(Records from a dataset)
+++

Issue #428, opened 2023-03-06
Failing to create organization for external services in post_create creates inconsistency in Rocky


Donnype:
When starting up services and some failing to get up, creating an organization in Rocky at several times has caused inconsistency in my setup since a failed post_create does not delete the organization. This means we also cannot retry creating an organization. I would suggest to make this (and perhaps other?) more atomic, meaning we only finish the creation of an organization when all services succeed to create one and else delete organizations everywhere. Another option would be to support some interface to retry this, but since the existence of organizations is crucial to functionality I would not opt for this now perhaps. Retrying the creation calls in `post_create` is already a good first step by the way.

dekkers:
I doubt that retrying again will help, because most of the time this fails because there is some misconfiguration that needs to be fixed. What probably would help a lot is if we have good health checks everywhere and don't allow creation of an organization when not all services are healthy.

Donnype:
Agreed that basic retries would not capture most current cases. Only checking health of services would not capture bugs/programming errors in those services though, still leaving Rocky open to inconsistencies. The trade-off would be consistency vs. availability I guess, although it is arguable how `available` Rocky really is when you can create organizations without having the organization in the Katalogus or an XTDB node for that organization.

PR #455, opened 2023-03-07
Check Octopoes and Katalogus health before creating orgs, "rollback" on exceptions

Donnype:
Closes https://github.com/minvws/nl-kat-coordination/issues/428.

This makes adding organizations through Rocky a more atomic operation to reduce inconsistencies.


Donnype:
I also added a fix for the bug in `rocky/middleware/onboarding.py`: redteamers might not have an organization member after an organization has been deleted.

dekkers (changes requested):
This looks good to me, but we should also catch RockyError in  OnboardingOrganizationSetupView and return a proper error message to the user. We currently only do this in the admin (see rocky/rocky/admin.py). The saving is done in form_valid, so we should catch the exception when calling super and also add the success notification after saving.

Donnype:
@dekkers See update:

image

rocky/tools/models.py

+++

> [What is needed]
Every entry should be output exactly as written, please.

> [Exercise response]
Issue #428, opened 2023-03-06
Failing to create organization for external services in post_create creates inconsistency in Rocky


Donnype:
When starting up services and some failing to get up, creating an organization in Rocky at several times has caused inconsistency in my setup since a failed post_create does not delete the organization. This means we also cannot retry creating an organization. I would suggest to make this (and perhaps other?) more atomic, meaning we only finish the creation of an organization when all services succeed to create one and else delete organizations everywhere. Another option would be to support some interface to retry this, but since the existence of organizations is crucial to functionality I would not opt for this now perhaps. Retrying the creation calls in `post_create` is already a good first step by the way.

dekkers:
I doubt that retrying again will help, because most of the time this fails because there is some misconfiguration that needs to be fixed. What probably would help a lot is if we have good health checks everywhere and don't allow creation of an organization when not all services are healthy.

Donnype:
Agreed that basic retries would not capture most current cases. Only checking health of services would not capture bugs/programming errors in those services though, still leaving Rocky open to inconsistencies. The trade-off would be consistency vs. availability I guess, although it is arguable how `available` Rocky really is when you can create organizations without having the organization in the Katalogus or an XTDB node for that organization.

PR #455, opened 2023-03-07
Check Octopoes and Katalogus health before creating orgs, "rollback" on exceptions

Donnype:
Closes https://github.com/minvws/nl-kat-coordination/issues/428.

This makes adding organizations through Rocky a more atomic operation to reduce inconsistencies.


Donnype:
I also added a fix for the bug in `rocky/middleware/onboarding.py`: redteamers might not have an organization member after an organization has been deleted.

dekkers (changes requested):
This looks good to me, but we should also catch RockyError in  OnboardingOrganizationSetupView and return a proper error message to the user. We currently only do this in the admin (see rocky/rocky/admin.py). The saving is done in form_valid, so we should catch the exception when calling super and also add the success notification after saving.

Donnype:
@dekkers See update:

image

rocky/tools/models.py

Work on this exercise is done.